What the exercise asks = Every line of the following records that includes "arclight" should be copied.

Data section =
Issue #1401, opened 2023-02-24
Blacklight is not defined error in javascript


jcoyne:
<img width="1707" alt="Screenshot 2023-02-24 at 1 04 51 PM" src="https://user-images.githubusercontent.com/92044/221269104-379a794b-15d2-4bad-b69d-7f7f6756a6fa.png">

PR #1409, opened 2023-02-27
Use urlValue rather than urlTarget for the url

jcoyne:
Also added error handling in case the URL doesn't resolve

### DIFF
--- a/app/assets/javascripts/arclight/oembed_controller.js
+++ b/app/assets/javascripts/arclight/oembed_controller.js
@@ -1,6 +1,6 @@
 import { Controller } from '@hotwired/stimulus'
 
-export default class extends Controller {
+export default class OembedController extends Controller {
   static values = {
     url: String
   }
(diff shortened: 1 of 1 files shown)


app/assets/javascripts/arclight/oembed_controller.js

Output for this exercise =
--- a/app/assets/javascripts/arclight/oembed_controller.js
+++ b/app/assets/javascripts/arclight/oembed_controller.js
app/assets/javascripts/arclight/oembed_controller.js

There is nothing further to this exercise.